14 Sep 2023

FAISS: Exploring Approximate Nearest Neighbours Cell Probe Methods

I’ve been learning about vector search in recent weeks and I came across FaceBook’s FAISS library. I wanted to learn the simplest way to do approximate nearest neighbours, and that’s what we’ll be exploring in this blog post.

I’ve created a video showing how to do this on my YouTube channel, Learn Data with Mark, so if you prefer to consume content through that medium, I’ve embedded it below:

You can also find all the code at the ANN-Tutorial.ipynb notebook.
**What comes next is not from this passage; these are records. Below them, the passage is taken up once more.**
PR #428, opened 2026-07-08
security: harden supervisor and export script against injection/traversal

dandycrypto:
## Summary

Three hardening fixes for the Python supervisor and shell export script.

---

### 1. supervisor.py — Gateway command injection prevention

`GatewaySupervisor.ensure_running()` now validates `gateway_cmd` against a blocklist of shell metacharacters before passing it to `Popen`. While `shlex.split()` already prevents most injection vectors, a carefully crafted path on some platforms could slip through. Defense-in-depth.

First things first, let’s install some libraries:

pip install faiss-cpu pandas numpy

We’ll be using the following imports:

import faiss
import copy
import numpy as np
import pandas as pd
import plotly.graph_objects as go
from plotly_functions import generate_distinct_colors, zoom_in, create_plot, plot_points

plotly_functions contains a bunch of helper functions for making it easier to create charts with plot.ly.

Create vectors

We’re going to create 10,000 2D vectors to keep things simple.

dimensions = 2
number_of_vectors = 10_000
vectors = np.random.random((number_of_vectors, dimensions)).astype(np.float32)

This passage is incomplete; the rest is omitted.